THE TASK: Look for the word "collect". Copy every line of the listing where it occurs.

----- RECORDS SHOWN

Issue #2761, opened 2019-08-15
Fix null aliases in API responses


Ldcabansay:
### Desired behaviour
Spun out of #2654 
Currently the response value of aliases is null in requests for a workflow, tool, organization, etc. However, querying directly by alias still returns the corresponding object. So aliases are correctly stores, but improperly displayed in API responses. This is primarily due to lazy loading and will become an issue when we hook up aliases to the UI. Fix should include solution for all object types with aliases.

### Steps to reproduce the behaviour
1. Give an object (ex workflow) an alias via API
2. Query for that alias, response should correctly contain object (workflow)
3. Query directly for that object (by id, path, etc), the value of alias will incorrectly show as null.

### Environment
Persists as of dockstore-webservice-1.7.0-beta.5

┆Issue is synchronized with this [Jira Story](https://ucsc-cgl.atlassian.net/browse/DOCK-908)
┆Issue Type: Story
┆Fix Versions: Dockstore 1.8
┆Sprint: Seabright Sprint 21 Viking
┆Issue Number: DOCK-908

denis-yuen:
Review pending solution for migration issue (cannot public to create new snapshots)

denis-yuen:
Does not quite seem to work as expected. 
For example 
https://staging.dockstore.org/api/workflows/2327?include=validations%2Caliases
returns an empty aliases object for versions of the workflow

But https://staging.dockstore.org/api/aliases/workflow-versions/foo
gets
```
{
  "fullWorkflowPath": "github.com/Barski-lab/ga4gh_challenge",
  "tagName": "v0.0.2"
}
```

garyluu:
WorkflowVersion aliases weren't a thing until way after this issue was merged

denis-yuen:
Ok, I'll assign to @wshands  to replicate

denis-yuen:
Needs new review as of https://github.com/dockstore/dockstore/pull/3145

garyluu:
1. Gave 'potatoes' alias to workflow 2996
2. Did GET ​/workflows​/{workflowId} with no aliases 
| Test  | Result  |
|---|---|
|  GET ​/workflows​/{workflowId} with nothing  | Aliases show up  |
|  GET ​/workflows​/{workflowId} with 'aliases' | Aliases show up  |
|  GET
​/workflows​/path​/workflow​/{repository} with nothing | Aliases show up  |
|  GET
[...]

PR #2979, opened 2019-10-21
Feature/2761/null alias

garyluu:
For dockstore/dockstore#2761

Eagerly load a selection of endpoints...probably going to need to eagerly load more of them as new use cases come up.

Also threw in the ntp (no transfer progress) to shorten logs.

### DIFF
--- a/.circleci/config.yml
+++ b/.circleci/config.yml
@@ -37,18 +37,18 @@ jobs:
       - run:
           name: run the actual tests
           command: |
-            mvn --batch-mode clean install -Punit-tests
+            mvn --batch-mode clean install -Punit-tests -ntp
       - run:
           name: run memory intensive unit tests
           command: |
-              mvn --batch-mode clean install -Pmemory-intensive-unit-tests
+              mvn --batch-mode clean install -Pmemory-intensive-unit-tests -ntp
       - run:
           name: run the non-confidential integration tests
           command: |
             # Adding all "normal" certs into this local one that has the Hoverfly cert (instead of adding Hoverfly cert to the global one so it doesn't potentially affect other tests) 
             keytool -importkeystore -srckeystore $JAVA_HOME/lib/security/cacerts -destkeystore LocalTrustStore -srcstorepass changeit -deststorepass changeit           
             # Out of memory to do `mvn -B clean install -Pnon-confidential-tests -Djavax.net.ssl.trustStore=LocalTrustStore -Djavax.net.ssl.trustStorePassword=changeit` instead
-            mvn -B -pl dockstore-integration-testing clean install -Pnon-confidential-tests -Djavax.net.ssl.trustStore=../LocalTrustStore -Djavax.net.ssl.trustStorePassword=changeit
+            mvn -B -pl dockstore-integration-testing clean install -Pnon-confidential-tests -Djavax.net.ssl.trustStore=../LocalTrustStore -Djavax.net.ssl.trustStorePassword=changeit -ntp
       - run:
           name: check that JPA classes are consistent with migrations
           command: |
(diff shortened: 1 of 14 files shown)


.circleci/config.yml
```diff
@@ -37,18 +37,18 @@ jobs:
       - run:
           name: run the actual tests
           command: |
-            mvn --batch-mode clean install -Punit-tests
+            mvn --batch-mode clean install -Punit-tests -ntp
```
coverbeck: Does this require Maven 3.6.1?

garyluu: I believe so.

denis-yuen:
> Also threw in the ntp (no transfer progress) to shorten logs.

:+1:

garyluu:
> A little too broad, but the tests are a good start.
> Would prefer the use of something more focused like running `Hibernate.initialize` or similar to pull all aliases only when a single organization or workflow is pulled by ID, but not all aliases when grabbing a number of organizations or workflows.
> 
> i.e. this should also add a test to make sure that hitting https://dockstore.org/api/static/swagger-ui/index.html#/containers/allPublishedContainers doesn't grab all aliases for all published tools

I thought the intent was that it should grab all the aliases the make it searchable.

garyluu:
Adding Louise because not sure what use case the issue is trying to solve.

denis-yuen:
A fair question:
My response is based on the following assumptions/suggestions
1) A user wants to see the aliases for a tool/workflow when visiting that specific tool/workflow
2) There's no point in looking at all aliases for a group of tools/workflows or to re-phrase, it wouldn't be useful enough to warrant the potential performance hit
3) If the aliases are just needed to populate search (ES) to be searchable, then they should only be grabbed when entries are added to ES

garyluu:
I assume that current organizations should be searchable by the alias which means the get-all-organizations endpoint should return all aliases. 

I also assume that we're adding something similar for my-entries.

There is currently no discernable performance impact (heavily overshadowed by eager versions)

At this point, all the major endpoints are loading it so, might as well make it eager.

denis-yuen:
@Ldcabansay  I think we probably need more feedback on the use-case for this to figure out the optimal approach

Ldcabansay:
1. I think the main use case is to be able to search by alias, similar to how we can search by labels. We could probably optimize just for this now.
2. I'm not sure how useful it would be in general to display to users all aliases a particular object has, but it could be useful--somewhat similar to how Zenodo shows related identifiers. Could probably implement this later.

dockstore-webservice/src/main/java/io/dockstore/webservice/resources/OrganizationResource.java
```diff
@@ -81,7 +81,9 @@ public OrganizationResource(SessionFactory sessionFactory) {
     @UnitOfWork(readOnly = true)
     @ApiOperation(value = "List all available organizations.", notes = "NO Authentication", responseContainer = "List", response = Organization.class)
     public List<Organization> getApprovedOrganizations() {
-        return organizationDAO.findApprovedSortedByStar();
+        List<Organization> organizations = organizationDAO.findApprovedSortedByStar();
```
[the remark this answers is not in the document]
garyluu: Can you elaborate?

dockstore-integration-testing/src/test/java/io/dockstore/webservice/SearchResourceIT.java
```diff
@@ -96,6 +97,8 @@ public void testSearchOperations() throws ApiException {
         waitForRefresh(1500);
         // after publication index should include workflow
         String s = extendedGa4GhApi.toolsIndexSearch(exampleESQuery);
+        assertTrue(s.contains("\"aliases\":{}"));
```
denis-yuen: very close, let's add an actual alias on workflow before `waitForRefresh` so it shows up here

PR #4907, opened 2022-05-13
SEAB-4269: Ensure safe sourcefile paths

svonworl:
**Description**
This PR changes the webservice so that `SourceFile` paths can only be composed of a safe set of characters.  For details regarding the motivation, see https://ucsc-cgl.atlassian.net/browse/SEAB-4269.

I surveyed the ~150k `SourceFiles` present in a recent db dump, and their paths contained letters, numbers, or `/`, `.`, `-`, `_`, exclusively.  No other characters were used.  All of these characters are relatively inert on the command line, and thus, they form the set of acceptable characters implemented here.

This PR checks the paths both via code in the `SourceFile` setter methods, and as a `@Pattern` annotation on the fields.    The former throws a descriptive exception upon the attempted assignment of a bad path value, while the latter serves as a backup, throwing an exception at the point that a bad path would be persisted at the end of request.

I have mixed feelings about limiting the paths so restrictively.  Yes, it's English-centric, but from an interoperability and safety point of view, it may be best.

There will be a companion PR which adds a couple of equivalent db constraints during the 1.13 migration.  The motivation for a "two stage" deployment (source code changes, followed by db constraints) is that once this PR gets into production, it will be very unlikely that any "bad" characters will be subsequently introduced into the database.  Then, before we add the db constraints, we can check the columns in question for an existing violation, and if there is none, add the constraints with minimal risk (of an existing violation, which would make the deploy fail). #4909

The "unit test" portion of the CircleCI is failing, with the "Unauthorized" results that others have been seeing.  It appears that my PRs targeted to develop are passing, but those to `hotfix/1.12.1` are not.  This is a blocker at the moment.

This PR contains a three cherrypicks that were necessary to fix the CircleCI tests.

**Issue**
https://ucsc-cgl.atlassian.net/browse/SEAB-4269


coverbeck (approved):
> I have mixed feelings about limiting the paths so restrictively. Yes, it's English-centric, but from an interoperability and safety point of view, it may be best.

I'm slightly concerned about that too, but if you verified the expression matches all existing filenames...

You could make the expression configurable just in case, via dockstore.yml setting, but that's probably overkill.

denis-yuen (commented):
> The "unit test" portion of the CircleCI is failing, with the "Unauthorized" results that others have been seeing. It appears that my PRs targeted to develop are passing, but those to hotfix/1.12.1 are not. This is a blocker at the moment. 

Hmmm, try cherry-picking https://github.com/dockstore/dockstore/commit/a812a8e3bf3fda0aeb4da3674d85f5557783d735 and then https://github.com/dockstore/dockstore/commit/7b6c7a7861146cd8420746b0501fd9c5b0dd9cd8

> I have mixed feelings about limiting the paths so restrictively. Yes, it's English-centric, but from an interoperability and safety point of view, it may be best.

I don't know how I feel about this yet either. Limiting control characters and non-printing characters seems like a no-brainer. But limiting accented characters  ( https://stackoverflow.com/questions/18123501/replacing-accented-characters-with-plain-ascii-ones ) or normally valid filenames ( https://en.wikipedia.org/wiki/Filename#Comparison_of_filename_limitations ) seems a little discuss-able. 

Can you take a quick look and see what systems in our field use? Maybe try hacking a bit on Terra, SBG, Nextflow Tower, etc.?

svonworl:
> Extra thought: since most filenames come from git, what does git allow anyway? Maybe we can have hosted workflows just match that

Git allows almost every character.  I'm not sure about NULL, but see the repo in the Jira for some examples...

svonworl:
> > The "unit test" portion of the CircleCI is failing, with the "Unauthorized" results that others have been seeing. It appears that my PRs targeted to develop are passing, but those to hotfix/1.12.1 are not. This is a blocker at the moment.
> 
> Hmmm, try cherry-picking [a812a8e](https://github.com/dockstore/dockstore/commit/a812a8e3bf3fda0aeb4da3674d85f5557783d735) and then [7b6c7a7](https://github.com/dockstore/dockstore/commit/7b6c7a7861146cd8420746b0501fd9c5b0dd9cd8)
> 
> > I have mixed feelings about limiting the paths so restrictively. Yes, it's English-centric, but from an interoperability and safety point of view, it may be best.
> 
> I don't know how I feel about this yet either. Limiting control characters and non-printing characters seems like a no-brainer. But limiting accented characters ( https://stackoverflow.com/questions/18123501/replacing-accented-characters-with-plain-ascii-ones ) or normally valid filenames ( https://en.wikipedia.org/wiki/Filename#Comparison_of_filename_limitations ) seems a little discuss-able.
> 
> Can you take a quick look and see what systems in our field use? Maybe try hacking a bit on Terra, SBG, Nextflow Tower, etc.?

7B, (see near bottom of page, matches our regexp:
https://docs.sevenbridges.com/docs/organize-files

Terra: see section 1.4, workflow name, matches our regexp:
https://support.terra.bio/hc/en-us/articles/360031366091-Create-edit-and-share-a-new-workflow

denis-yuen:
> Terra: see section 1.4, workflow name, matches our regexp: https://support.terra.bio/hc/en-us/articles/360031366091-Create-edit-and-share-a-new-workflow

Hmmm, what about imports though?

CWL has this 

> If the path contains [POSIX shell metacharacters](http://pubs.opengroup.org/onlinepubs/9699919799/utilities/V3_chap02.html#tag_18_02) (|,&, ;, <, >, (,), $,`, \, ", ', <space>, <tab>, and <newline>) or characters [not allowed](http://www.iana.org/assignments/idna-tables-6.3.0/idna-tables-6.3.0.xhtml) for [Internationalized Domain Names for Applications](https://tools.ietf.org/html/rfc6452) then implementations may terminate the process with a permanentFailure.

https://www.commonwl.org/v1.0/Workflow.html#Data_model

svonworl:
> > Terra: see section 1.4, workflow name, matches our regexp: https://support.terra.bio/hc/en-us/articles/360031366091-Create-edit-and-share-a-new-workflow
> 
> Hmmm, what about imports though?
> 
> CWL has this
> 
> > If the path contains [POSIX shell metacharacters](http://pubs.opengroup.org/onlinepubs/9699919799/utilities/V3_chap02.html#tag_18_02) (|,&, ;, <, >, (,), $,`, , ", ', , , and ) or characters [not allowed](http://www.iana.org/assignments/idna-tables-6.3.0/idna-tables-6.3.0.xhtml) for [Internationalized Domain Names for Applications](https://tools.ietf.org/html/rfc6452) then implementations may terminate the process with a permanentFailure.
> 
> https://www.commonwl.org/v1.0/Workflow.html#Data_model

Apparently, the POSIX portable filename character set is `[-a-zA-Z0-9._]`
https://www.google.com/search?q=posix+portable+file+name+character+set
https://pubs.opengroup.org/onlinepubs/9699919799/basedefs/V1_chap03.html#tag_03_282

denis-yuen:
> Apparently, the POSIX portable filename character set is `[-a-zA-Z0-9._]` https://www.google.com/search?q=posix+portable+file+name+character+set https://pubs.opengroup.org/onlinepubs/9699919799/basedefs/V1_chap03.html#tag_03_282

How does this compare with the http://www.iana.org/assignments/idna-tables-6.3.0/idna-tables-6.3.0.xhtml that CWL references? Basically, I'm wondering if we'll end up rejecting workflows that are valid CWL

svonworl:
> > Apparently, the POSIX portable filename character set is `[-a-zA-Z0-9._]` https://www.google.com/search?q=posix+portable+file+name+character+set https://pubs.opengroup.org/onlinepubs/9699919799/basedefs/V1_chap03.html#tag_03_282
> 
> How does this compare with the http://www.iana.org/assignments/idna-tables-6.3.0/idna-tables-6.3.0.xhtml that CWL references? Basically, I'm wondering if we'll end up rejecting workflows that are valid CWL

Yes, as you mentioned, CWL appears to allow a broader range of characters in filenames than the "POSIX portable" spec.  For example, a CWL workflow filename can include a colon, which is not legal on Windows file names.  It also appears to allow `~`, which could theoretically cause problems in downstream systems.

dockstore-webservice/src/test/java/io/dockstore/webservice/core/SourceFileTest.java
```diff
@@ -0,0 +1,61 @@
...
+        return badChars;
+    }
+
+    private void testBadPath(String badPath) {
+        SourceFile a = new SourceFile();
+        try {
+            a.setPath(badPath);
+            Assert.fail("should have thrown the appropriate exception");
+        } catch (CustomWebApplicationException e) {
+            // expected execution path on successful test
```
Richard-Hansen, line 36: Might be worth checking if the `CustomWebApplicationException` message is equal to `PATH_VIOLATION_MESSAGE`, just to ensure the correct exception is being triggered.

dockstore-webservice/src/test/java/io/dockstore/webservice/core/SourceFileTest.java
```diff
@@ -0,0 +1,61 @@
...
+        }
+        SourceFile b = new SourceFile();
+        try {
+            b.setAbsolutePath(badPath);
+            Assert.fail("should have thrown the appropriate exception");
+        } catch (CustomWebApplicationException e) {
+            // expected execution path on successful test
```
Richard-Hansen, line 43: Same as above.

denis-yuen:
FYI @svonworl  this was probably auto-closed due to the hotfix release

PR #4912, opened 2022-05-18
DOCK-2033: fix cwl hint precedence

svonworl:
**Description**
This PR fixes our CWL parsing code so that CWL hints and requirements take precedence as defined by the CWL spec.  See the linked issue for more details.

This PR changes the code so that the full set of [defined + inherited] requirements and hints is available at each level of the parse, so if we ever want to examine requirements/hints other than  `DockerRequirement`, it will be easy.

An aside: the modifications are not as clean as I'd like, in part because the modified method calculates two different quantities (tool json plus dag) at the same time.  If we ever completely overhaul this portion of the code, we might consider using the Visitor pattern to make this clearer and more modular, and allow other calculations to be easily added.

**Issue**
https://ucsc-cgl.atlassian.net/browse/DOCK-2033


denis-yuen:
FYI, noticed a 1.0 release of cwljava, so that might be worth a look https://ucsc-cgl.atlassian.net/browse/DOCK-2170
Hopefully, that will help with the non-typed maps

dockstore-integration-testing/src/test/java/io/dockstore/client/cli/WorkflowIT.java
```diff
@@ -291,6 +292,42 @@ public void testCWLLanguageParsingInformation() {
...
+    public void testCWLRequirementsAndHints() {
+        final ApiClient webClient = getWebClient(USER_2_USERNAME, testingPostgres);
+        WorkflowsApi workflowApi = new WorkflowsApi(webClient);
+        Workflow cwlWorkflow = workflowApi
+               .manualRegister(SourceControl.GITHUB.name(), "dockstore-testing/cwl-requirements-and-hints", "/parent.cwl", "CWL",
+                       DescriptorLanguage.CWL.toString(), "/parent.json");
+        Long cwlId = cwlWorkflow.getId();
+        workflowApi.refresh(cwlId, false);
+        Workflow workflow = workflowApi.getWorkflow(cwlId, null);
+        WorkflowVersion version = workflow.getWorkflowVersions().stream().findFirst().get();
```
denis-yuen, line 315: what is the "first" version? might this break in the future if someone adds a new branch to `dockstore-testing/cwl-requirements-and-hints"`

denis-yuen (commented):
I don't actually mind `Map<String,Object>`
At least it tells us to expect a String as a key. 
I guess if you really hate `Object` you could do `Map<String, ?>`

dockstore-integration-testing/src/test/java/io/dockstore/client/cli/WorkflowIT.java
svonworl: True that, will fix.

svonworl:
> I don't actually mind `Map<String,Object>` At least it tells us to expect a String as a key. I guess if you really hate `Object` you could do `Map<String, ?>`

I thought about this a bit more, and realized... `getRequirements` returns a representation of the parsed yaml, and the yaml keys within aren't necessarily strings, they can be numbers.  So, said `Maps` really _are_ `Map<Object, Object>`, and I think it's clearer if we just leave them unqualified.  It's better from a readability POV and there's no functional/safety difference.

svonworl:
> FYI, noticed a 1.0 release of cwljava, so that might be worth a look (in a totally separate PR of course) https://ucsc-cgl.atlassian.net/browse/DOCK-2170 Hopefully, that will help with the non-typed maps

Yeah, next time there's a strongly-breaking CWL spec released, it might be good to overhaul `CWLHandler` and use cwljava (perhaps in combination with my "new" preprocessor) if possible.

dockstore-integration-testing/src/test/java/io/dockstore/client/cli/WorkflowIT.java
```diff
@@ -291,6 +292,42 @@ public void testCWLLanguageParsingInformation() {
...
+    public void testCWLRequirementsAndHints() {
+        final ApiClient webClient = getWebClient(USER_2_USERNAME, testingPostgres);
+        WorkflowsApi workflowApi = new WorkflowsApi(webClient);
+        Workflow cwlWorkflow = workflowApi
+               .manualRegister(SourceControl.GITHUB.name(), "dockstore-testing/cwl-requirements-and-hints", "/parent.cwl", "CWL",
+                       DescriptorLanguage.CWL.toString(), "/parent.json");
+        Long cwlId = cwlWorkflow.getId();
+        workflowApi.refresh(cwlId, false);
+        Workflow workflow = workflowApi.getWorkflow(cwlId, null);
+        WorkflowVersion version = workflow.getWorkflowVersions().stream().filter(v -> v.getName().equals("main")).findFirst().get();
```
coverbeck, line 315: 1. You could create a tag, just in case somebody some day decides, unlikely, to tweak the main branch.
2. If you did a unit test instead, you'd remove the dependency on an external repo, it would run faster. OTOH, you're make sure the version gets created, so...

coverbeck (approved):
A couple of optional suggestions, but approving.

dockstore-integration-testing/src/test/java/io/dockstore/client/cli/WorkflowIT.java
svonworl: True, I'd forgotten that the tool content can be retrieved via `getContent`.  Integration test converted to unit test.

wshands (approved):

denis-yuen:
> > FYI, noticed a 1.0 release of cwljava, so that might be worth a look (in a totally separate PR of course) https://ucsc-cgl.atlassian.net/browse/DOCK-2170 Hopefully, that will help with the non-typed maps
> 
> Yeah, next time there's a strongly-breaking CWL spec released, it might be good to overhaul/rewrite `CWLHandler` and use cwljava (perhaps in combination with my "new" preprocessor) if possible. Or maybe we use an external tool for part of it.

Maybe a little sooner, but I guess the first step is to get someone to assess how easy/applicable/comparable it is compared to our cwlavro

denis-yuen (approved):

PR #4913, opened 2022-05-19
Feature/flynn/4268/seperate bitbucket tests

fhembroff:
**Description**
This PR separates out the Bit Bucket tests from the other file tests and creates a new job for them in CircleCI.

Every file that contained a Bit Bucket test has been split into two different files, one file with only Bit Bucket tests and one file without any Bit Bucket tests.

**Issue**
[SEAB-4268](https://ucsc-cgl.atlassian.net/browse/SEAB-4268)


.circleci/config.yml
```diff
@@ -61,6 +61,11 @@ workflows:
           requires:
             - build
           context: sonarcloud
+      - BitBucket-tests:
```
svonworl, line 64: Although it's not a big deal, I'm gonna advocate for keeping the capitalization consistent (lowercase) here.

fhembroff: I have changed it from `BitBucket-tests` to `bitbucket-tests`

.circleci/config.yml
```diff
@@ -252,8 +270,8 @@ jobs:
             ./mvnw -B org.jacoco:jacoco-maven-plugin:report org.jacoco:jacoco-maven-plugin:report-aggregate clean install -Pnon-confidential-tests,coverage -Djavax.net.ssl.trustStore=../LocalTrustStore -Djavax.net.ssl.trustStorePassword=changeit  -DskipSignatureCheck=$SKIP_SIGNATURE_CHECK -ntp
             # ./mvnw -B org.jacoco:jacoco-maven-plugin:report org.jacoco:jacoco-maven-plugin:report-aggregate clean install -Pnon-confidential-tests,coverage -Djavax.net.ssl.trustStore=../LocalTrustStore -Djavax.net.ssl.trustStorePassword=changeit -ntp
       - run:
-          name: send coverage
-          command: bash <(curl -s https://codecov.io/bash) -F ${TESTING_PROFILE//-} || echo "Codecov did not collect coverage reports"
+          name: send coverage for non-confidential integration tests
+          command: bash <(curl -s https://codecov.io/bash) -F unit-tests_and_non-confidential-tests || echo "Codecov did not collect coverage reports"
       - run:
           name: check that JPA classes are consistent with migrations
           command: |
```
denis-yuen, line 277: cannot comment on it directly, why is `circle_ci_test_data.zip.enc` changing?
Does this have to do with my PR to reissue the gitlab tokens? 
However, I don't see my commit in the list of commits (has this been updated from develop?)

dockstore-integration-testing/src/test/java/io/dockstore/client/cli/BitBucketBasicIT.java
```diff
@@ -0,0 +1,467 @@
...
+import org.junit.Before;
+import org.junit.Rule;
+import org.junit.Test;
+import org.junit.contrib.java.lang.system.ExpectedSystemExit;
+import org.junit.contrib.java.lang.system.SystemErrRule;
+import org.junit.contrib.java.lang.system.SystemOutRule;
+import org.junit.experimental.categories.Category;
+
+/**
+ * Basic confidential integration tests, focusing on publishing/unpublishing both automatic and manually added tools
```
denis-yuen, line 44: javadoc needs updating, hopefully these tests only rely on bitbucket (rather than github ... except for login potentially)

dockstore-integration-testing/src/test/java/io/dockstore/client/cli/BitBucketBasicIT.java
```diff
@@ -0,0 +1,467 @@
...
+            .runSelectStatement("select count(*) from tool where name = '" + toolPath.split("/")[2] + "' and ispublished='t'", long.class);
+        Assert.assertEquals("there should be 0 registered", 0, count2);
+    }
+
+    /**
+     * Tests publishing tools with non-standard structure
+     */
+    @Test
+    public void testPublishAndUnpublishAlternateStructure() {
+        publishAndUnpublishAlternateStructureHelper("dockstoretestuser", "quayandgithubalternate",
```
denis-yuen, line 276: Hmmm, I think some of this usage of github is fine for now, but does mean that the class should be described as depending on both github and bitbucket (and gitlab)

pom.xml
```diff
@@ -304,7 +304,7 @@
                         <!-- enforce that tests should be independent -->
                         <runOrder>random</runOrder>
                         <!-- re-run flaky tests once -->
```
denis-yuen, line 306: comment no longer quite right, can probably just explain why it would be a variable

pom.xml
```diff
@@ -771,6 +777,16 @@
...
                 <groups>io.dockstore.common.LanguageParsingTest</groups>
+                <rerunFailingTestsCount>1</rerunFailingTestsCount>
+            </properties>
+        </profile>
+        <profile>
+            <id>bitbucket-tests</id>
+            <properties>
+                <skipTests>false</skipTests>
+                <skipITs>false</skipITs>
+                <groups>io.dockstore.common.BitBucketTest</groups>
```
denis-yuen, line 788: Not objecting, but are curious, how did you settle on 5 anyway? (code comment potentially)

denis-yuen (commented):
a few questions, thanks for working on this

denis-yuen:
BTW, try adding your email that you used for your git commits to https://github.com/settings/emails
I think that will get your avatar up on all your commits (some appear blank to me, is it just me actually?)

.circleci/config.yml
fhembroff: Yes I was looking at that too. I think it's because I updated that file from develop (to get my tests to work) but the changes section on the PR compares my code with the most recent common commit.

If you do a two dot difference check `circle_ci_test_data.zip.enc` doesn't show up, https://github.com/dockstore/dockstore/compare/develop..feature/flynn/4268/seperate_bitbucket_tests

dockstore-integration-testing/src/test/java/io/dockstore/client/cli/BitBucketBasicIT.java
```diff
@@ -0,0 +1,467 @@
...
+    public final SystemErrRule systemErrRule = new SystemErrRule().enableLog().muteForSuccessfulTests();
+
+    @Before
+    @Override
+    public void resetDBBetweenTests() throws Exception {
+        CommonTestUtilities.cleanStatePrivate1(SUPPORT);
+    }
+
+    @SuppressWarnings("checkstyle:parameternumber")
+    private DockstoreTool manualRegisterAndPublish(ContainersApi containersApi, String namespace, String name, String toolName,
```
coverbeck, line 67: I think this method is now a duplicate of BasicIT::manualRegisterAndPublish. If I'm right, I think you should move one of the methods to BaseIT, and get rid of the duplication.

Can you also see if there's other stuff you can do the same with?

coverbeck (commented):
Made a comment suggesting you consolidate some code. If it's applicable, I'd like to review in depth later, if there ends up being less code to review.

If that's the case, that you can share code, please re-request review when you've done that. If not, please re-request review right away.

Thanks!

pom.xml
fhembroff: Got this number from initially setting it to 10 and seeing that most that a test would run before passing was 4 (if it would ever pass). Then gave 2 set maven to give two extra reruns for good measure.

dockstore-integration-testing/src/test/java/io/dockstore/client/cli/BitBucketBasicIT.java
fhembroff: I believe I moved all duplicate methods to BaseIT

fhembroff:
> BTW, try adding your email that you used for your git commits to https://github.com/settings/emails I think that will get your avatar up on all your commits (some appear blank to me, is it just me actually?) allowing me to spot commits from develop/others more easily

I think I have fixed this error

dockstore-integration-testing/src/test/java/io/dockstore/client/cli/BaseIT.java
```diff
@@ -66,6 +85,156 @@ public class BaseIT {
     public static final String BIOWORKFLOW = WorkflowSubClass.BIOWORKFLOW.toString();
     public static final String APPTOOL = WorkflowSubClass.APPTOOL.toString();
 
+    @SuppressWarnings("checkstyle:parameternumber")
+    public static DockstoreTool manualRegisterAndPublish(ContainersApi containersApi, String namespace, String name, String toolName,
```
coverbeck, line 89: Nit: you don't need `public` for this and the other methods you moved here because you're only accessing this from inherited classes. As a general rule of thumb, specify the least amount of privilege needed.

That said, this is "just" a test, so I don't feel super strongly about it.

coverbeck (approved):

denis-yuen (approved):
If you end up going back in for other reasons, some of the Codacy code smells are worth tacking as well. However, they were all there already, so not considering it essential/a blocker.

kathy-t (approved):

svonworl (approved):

----------

EXERCISE RESULT:
-          command: bash <(curl -s https://codecov.io/bash) -F ${TESTING_PROFILE//-} || echo "Codecov did not collect coverage reports"
+          command: bash <(curl -s https://codecov.io/bash) -F unit-tests_and_non-confidential-tests || echo "Codecov did not collect coverage reports"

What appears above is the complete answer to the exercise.